究極のお嬢様の本当のマナー

実話だそうだけど、どこの国か忘れた。何処かの国の王様が、晩餐会に外国から人を招いた時、その人がフィンガーボールの水を、知らずに飲んでしまったという。回りは慌てたけれど、その王様は、さりげなく、自分もフィンガー・ボールの水を飲んだのだという。回りもそれに慌ててならったとか。

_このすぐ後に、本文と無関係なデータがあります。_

PR #1308, opened 2024-06-12
Initial wall model implementation

timofeymukha:
Cherry-pick from stress_formulation.

Implements the standard json-based factory pattern for wall models.
- A BAC for wall models.
- A factory routine.
- Two wall models: Spalding's law and a rough log-law.

The wall model sampling is index-based, waiting for better times with more robust probes. The same index is used for the entire wall.


src/wall_models/spalding.f90
```diff
@@ -0,0 +1,232 @@
...
+      this%tau_z(i) = -utau**2 * wi / magu
+    end do
+
+  end subroutine spalding_compute
+
+  !> Newton solver for the algebraic equation defined by the law.
+  !! @param u The velocity value.
+  !! @param y The wall-normal distance.
+  !! @param guess Initial guess.
+  function solve(this, u,  y, guess) result(utau)
```
MartinKarp, line 186: Perhaps this should be lifted out for other uses in the future, but for now I guess it is fine to have it here for this specific case

src/wall_models/wall_model.f90
```diff
@@ -0,0 +1,318 @@
...
+    call this%n_z%free()
+  end subroutine wall_model_free_base
+
+  subroutine wall_model_find_points(this)
+    class(wall_model_t), intent(inout) :: this
+    integer :: n_nodes, fid, idx(4), i, linear
+    real(kind=rp) :: normal(3), p(3), x, y, z, xw, yw, zw, dot
+    real(kind=rp) :: hmin, hmax
+
+    n_nodes = this%msk(1)
```
MartinKarp, line 226: I remember we had some discussion about this, but do we want this one to also to start at 0? Or did we want to store the size outside of the mask.

src/wall_models/wall_model.f90
```diff
@@ -0,0 +1,318 @@
...
+
+  !> Base abstract type for wall-stress models for wall-modelled LES.
+  type, abstract, public :: wall_model_t
+     !> SEM coefficients.
+     type(coef_t), pointer :: coef => null()
+     !> Map of degrees of freedom.
+     type(dofmap_t), pointer :: dof => null()
+     !> The boundary condition mask. First element holds the array size!
+     integer, pointer :: msk(:) => null()
+     !> The boundary condition facet ids. First element holds the array size!
```
MartinKarp, line 60: First element in the array might be good to add. I immediately thought of the spectral elements.

src/wall_models/spalding.f90
```diff
@@ -0,0 +1,232 @@
...
+  use neko_config, only : NEKO_BCKND_DEVICE
+  use wall_model, only : wall_model_t
+  use field_registry, only : neko_field_registry
+  use json_utils, only : json_get_or_default
+  use logger, only : neko_log, NEKO_LOG_DEBUG
+
+  implicit none
+  private
+
+  !> Wall model based on Spalding's law of the wall
```
MartinKarp, line 50: While this one is famous, might be good with a ref.

src/wall_models/rough_log_law.f90
```diff
@@ -0,0 +1,180 @@
...
+  use dofmap, only : dofmap_t
+  use coefs, only : coef_t
+  use neko_config, only : NEKO_BCKND_DEVICE
+  use wall_model, only : wall_model_t
+  use field_registry, only : neko_field_registry
+  use json_utils, only : json_get_or_default, json_get
+  implicit none
+  private
+
+  !> Wall model based on the log-law for a rough wall.
```
MartinKarp, line 48: A ref might be good here too, but I am not an expert.

src/wall_models/wall_model.f90
```diff
@@ -0,0 +1,318 @@
...
+                         this%ind_e(i))
+
+
+       ! vector from the sampling point to the wall
+       p(1) = x - xw
+       p(2) = y - yw
+       p(3) = z - zw
+
+       ! project on the normal direction to get h
+       this%h%x(i) = p(1)*normal(1) + p(2)*normal(2) + p(3)*normal(3)
```
MartinKarp, line 294: Should we add something about how much the direction of `p` differs from the normal direction? Just thinking if someone has significantly deformed elements.

MartinKarp (commented):
Just some thoughts, looks really good I think.

src/wall_models/spalding.f90
timofeymukha: I am generally hoping that we will in the future manage to avoid newton solvers altogether for these models. We are working with a colleague to find some explicit expressions :-). If we fail, I think we just ditch Spalding for a better and explicit alternative, recently proposed by Sagaut's group.

src/wall_models/wall_model.f90
timofeymukha: In general, I would really rather store it outside. I didn't find a way for it to start at 0, which would be better here. Do you have an idea for how to do that?

src/wall_models/rough_log_law.f90
timofeymukha: There is probably no definitive reference here, I think we can just put in the formula.

src/wall_models/wall_model.f90
MartinKarp: I think something like `this%msk(0:mask%(0)) => msk` might work

src/wall_models/wall_model.f90
MartinKarp: Yes, if it differs a lot maybe a warning or so

src/wall_models/wall_model.f90
timofeymukha: I will give it a shot!

timofeymukha: Seems to have worked!

src/wall_models/wall_model.f90
```diff
@@ -0,0 +1,317 @@
...
+
+    if (NEKO_BCKND_DEVICE .eq. 1) then
+      call device_memcpy(this%h%x, this%h%x_d, n_nodes, HOST_TO_DEVICE,&
+                         sync=.false.)
+      call device_memcpy(this%n_x%x, this%n_x%x_d, n_nodes, HOST_TO_DEVICE, &
+                         sync=.false.)
+      call device_memcpy(this%n_y%x, this%n_y%x_d, n_nodes, HOST_TO_DEVICE, &
+                         sync=.false.)
+      call device_memcpy(this%n_z%x, this%n_z%x_d, n_nodes, HOST_TO_DEVICE, &
+                         sync=.false.)
```
njansson, line 313:
```suggestion
                         sync=.true.)
```

Last gpu command, change to true as a failsafe

src/wall_models/wall_model_fctry.f90
```diff
@@ -0,0 +1,95 @@
+
```
njansson, line 1:
```suggestion
```

njansson (approved):

src/common/utils.f90
```diff
@@ -198,4 +199,19 @@ subroutine neko_warning(warning_msg)
     write(*,*) '*** WARNING: ', warning_msg,' ***'
   end subroutine neko_warning
 
+  !> Concatenate an array of strings into one string with array items
+  !! separated by spaces.
+  !! @param array The array of strings.
+  function concat_string_array(array) result(result)
```
timfelle, line 205: Maybe we could have an optional seperator input variable?

src/wall_models/wall_model.f90
```diff
@@ -0,0 +1,317 @@
...
+    call this%h%free()
+    call this%n_x%free()
+    call this%n_y%free()
+    call this%n_z%free()
+  end subroutine wall_model_free_base
+
+  subroutine wall_model_find_points(this)
+    class(wall_model_t), intent(inout) :: this
+    integer :: n_nodes, fid, idx(4), i, linear
+    real(kind=rp) :: normal(3), p(3), x, y, z, xw, yw, zw, dot
```
timfelle, line 223: `dot` seem to be unused?
```suggestion
    real(kind=rp) :: normal(3), p(3), x, y, z, xw, yw, zw
```

src/wall_models/wall_model_fctry.f90
```diff
@@ -0,0 +1,94 @@
...
+    call json_get(json, "model", type_name)
+
+    if (trim(type_name) .eq. "spalding") then
+       allocate(spalding_t::object)
+    else if (trim(type_name) .eq. "rough_log_law") then
+       allocate(rough_log_law_t::object)
+    else
+       call neko_error("Unknown wall model type: " // trim(type_name) // &
+          trim(type_name) // ".  Known types are: "  // type_string)
```
timfelle, line 85: For just a few types this is great. The seperator i sugested earlier
might help to format the known types by linebreaks or similar later on.

src/.depends
```diff
@@ -283,5 +283,9 @@ les/elementwise_filter.o : les/elementwise_filter.f90 math/tensor.o les/bcknd/cp
 les/bcknd/cpu/elementwise_filter_cpu.o : les/bcknd/cpu/elementwise_filter_cpu.f90 math/mxm_wrapper.o math/tensor.o math/matrix.o sem/speclib.o math/math.o config/num_types.o 
 les/sigma.o : les/sigma.f90 sem/coef.o les/bcknd/cpu/sigma_cpu.o config/neko_config.o common/utils.o common/json_utils.o sem/dofmap.o les/les_model.o field/field.o config/num_types.o 
 les/bcknd/cpu/sigma_cpu.o : les/bcknd/cpu/sigma_cpu.f90 sem/coef.o math/operators.o field/field.o field/field_registry.o field/scratch_registry.o math/math.o field/field_list.o config/num_types.o 
+wall_models/rough_log_law.o : wall_models/rough_log_law.f90 common/json_utils.o field/field_registry.o wall_models/wall_model.o config/neko_config.o sem/coef.o sem/dofmap.o config/num_types.o field/field.o 
+wall_models/spalding.o : wall_models/spalding.f90 common/log.o common/json_utils.o field/field_registry.o wall_models/wall_model.o config/neko_config.o sem/coef.o sem/dofmap.o config/num_types.o field/field.o
```
timfelle, line 287: Runing makedepend adds a few extra dependencies.


```suggestion
wall_models/rough_log_law.o : wall_models/rough_log_law.f90 common/utils.o common/json_utils.o field/field_registry.o wall_models/wall_model.o config/neko_config.o sem/coef.o sem/dofmap.o config/num_types.o field/field.o 
wall_models/spalding.o : wall_models/spalding.f90 common/utils.o common/log.o common/json_utils.o field/field_registry.o wall_models/wall_model.o config/neko_config.o sem/coef.o sem/dofmap.o config/num_types.o field/field.o
```

```suggestion
 ```

timfelle (approved):
Seems good to me. But a few random and "food for thought" comments.

src/wall_models/wall_model.f90
timofeymukha: @MartinKarp I added a comparison of distanced, instead of directly looking at the angle. I guess it is a relevant proxy in this context. Take a look :-). Once we have probes, we will sample directly along the normal and this will stop being an issue.

src/wall_models/wall_model_fctry.f90
timofeymukha: This is a good suggestion. But now I wonder, what is the symbol for new lines. Adding \n to the message just writes it verbatim :P.

timofeymukha: Found NEW_LINE('A') but not sure if compiler-specific. @njansson ?

timofeymukha: CI is happy with it in #1204 and Cray has it. Should be fine I suppose.

timofeymukha: @timfelle Updated to have a sperator, which is optionally also prepended. Now outputting a nice list of types with items starting with `- `

PR #1310, opened 2024-06-13
The OIFS Scheme

Kamyarmvn:
I fixed the bug related to the initialization of the scalar_pnpn and applied minor changes to the code. 

I also noticed that when running the Rayleigh Benard example, regardless of the scheme, there is an error in free case.


timofeymukha:
I will close and reopen the old pr

PR #1314, opened 2024-06-19
Update the hemi example to explciit bc setting

timofeymukha:
- Adds boundary_types
- Add the source re2
- Add a run.sh, which launches rea2nbin and then neko..


njansson (commented):
Not sure it is the best way to remove the nmsh file. Especially since the script is not general enough such that it can run in all environments.

I would suggest that we leave the nmsh file, but also include the re2 and the script as an example on how the mesh is generated.

timofeymukha:
> Not sure it is the best way to remove the nmsh file. Especially since the script is not general enough such that it can run in all environments.
> 
> I would suggest that we leave the nmsh file, but also include the re2 and the script as an example on how the mesh is generated.

Yes, sounds good. I restored the nmsh

njansson (approved):
A suggestion would be to mention the raw re2 format in the readme, and refer users to the script for instructions on how to generate the neko mesh

examples/hemi/hemi.case
```diff
@@ -40,6 +40,7 @@
             "absolute_tolerance": 1e-7,
             "max_iterations": 800
         },
+        "boundary_labels": ["sym", "w", "o", "v"],
```
timfelle, line 43:
```suggestion
        "boundary_labels": ["sym", "w", "v", "o"],
```
It would seem you swapped the flow direction.

timfelle (changes requested):

examples/hemi/hemi.case
vbaconnet:
```suggestion
        "boundary_types": ["sym", "w", "o", "v"],
```

This is what I get:
image

It looks okay to me, if we follow the indexing as output by `rea2nbin` no?

timfelle: Well if you run the simulation on develop and on the PR the flow is reversed on
the PR. The labels might be right but the simulation is not.

timfelle: But it seems the issue is fixed by your suggestion to change `boundary_labels`
to `boundary_types`

timofeymukha: Ah yes, jeez. My bad, I just put the wrong keyword it seems.

timfelle (approved):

この王様こそ、本当のマナーを知っている人だと思う。茶道の千利休にも、そういう類の話があったと思う。真の礼儀とはそういうものだと思う。同様に本当のマナーを知って育っている紀宮さまも、庶民の中に入っても、人のマナーに眉をひそめたり、心で軽蔑したり、偉そうに決めつけたりなさらないだろう。

一つの文化・育ちで当り前でも、文化の違い、育ちの違いで、知らずにいることもある。文化によっては、全く相反するマナーが正しい場合もある。どの文化が上で、どの文化が下ということもない。

育ちだって本質的にはそうだ。良い育ちに生まれたことは、その人にとって、幸運なことではあるけれど、悪い育ちの人のマナーを、軽蔑する権利が与えられた訳ではない。相手の育ちに思いやりを持ち、 静かに自分の育ちに感謝しつつ、自分の文化を守って、継承して行けば良いことだ。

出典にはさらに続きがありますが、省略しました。